PR #9116, opened 2025-02-18
Project quality

zhiltsov-max:
### Motivation and context

Obsoletes https://github.com/cvat-ai/cvat/pull/6367

Depends on: https://github.com/cvat-ai/cvat/pull/9275, https://github.com/cvat-ai/cvat/pull/9272

- Added quality estimation for projects
- Updated quality report contents and quality report summary server API
  - `frame_count` field - deprecated in favor of the new `validation_frames` field
  - `frame_share` field - deprecated in favor of the new `validation_frame_share` field
- Added support for job filters in quality settings. This allows to include or exclude jobs based on filter criteria
- Added support for quality estimation in consensus replicas
- Task quality checks now can use individual settings or inherit ones from the parent project
- Project quality updates now trigger task quality updates for all nested tasks. Relevant task quality reports are reused
- \[Server API\] Optimized `GET api/quality/reports`, `GET api/quality/conflicts` requests
- \[Server API\] Optimized permission checks in `api/quality/*` requests
- \[Server API\] Improved endpoint descriptions in the schema

### Checklist

### License


cvat-ui/src/components/quality-control/task-quality/jobs-filter-configuration.ts
zhiltsov-max, line 1: @klakhov,

I think, it makes sense to add some extra conditions:
- parent object filters, such as task id, task name (contains)
- job type (consensus replicas are excluded by default)

image

zhiltsov-max:
@klakhov, merged with develop, added job filters and settings filters in server API.

cvat-ui/src/components/quality-control/task-quality/jobs-filter-configuration.ts
```diff
@@ -0,0 +1,79 @@
...
+        },
+        type: {
+            label: 'Job Type',
+            type: 'select',
+            operators: ['select_equals'],
+            valueSources: ['value'],
+            fieldSettings: {
+                listValues: [
+                    { value: 'annotation', title: 'Annotation' },
+                    { value: 'ground_truth', title: 'Ground truth' },
```
zhiltsov-max, line 70:
```suggestion
```
GT jobs are not allowed for quality checks.

cvat-ui/src/components/quality-control/task-quality/jobs-filter-configuration.ts
```diff
@@ -0,0 +1,79 @@
...
+            type: 'text',
+            valueSources: ['value'],
+            operators: ['like'],
+        },
+        project_name: {
+            label: 'Project name',
+            type: 'text',
+            valueSources: ['value'],
+            operators: ['like'],
+        },
```
zhiltsov-max, line 61: As soon as we can launch quality checks no more than in just 1 project, project-level conditions seem to be extra.

cvat-ui/src/components/quality-control/task-quality/jobs-filter-configuration.ts
zhiltsov-max, line 1: + (no) job assignee

cvat-ui/src/components/quality-control/task-quality/jobs-filter-configuration.ts
klakhov: Removed

cvat-ui/src/components/quality-control/task-quality/jobs-filter-configuration.ts
klakhov: Added common filter `assignee == X`

cvat-core/src/api-implementation.ts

- [Problem description]
Exactly the lines above from the one with "- Added quality estimation for projects" to the one with "- Project quality", both included, are to be quoted; leave the rest out.

- [Result]
- Added quality estimation for projects
- Updated quality report contents and quality report summary server API
  - `frame_count` field - deprecated in favor of the new `validation_frames` field
  - `frame_share` field - deprecated in favor of the new `validation_frame_share` field
- Added support for job filters in quality settings. This allows to include or exclude jobs based on filter criteria
- Added support for quality estimation in consensus replicas
- Task quality checks now can use individual settings or inherit ones from the parent project
- Project quality updates now trigger task quality updates for all nested tasks. Relevant task quality reports are reused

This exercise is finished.